> _TASK GOAL_:
Which lines run from the line with "a dead branch." through the line with "every open PR.**" in the entries below? Print them exactly, both ends included, and nothing more.

[Dataset entries]
- - -
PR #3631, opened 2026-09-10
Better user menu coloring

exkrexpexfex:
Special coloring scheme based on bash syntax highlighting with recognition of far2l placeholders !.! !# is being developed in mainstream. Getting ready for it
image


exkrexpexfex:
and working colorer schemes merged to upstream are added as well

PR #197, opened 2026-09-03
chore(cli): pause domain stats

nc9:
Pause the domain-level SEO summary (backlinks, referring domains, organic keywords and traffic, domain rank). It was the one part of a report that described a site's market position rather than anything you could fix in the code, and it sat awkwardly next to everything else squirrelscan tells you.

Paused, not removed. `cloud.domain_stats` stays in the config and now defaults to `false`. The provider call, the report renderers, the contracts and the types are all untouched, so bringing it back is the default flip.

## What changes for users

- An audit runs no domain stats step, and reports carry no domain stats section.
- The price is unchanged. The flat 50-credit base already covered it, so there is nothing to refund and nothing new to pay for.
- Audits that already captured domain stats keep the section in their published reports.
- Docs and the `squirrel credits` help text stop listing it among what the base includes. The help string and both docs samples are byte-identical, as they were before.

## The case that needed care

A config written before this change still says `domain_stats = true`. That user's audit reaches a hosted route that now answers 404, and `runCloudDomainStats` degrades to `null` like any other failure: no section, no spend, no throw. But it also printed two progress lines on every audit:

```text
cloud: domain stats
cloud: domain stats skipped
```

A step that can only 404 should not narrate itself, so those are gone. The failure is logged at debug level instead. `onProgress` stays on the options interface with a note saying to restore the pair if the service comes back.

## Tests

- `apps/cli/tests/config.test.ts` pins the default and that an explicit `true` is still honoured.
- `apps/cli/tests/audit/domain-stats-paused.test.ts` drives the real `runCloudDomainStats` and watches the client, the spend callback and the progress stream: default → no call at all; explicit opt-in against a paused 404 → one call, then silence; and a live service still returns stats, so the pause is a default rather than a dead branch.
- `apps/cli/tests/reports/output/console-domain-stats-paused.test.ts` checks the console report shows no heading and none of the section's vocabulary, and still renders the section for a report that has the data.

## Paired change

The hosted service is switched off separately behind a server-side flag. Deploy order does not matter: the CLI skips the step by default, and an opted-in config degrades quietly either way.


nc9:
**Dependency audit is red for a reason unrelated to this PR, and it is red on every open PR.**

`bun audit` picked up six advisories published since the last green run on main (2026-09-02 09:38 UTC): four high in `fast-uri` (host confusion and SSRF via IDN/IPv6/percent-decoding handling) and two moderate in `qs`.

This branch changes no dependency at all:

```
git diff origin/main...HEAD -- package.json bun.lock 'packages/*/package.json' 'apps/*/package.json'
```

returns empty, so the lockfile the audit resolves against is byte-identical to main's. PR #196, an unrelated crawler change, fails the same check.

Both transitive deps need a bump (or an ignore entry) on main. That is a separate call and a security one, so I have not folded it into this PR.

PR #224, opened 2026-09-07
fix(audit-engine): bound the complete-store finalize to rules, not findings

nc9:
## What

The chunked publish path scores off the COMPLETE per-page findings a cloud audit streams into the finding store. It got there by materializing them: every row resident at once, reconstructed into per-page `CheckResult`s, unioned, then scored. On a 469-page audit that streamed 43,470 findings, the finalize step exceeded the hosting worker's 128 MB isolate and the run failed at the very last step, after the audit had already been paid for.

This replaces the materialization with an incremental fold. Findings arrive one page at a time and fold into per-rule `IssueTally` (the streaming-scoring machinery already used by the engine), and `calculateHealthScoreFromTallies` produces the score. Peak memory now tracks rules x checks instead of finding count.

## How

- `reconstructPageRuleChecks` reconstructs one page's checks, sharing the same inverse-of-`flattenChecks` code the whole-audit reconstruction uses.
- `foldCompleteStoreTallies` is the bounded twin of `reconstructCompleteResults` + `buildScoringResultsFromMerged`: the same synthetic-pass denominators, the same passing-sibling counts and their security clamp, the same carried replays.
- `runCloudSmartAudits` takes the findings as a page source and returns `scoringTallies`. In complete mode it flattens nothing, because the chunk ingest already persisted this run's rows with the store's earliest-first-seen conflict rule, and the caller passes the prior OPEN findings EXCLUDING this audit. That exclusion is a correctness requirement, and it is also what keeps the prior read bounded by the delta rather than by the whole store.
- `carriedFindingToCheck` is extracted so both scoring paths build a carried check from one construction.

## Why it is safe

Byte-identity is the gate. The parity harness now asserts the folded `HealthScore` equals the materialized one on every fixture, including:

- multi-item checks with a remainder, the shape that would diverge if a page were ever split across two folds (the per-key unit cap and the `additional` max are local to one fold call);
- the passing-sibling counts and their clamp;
- - -
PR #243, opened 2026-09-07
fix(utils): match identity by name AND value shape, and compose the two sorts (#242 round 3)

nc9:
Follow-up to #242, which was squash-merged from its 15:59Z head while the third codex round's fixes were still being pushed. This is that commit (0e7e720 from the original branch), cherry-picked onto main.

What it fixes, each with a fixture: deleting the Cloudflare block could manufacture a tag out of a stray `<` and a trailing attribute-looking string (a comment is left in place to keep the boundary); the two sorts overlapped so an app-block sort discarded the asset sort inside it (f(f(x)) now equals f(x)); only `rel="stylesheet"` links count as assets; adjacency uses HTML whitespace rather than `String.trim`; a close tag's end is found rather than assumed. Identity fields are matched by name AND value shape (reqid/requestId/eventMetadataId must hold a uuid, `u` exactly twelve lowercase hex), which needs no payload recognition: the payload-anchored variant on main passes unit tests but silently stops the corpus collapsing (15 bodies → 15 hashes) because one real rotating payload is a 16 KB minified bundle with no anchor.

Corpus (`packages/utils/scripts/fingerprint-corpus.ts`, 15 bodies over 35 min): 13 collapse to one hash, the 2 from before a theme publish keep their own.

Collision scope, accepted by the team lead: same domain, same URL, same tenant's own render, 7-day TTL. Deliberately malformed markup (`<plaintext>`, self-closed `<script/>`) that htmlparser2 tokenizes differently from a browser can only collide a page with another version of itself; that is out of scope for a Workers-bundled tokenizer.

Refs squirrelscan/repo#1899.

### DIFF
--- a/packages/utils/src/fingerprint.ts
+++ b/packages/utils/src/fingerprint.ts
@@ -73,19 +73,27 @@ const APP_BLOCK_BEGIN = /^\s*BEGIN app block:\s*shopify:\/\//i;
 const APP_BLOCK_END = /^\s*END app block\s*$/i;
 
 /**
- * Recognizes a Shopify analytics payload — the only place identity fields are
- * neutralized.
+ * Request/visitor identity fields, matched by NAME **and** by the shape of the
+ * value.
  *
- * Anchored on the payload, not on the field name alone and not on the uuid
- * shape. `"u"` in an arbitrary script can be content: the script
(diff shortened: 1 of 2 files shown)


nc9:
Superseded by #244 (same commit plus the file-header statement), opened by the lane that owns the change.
- - -
> _ANSWER BOX_:
- `apps/cli/tests/audit/domain-stats-paused.test.ts` drives the real `runCloudDomainStats` and watches the client, the spend callback and the progress stream: default → no call at all; explicit opt-in against a paused 404 → one call, then silence; and a live service still returns stats, so the pause is a default rather than a dead branch.
- `apps/cli/tests/reports/output/console-domain-stats-paused.test.ts` checks the console report shows no heading and none of the section's vocabulary, and still renders the section for a report that has the data.

## Paired change

The hosted service is switched off separately behind a server-side flag. Deploy order does not matter: the CLI skips the step by default, and an opted-in config degrades quietly either way.


nc9:
**Dependency audit is red for a reason unrelated to this PR, and it is red on every open PR.**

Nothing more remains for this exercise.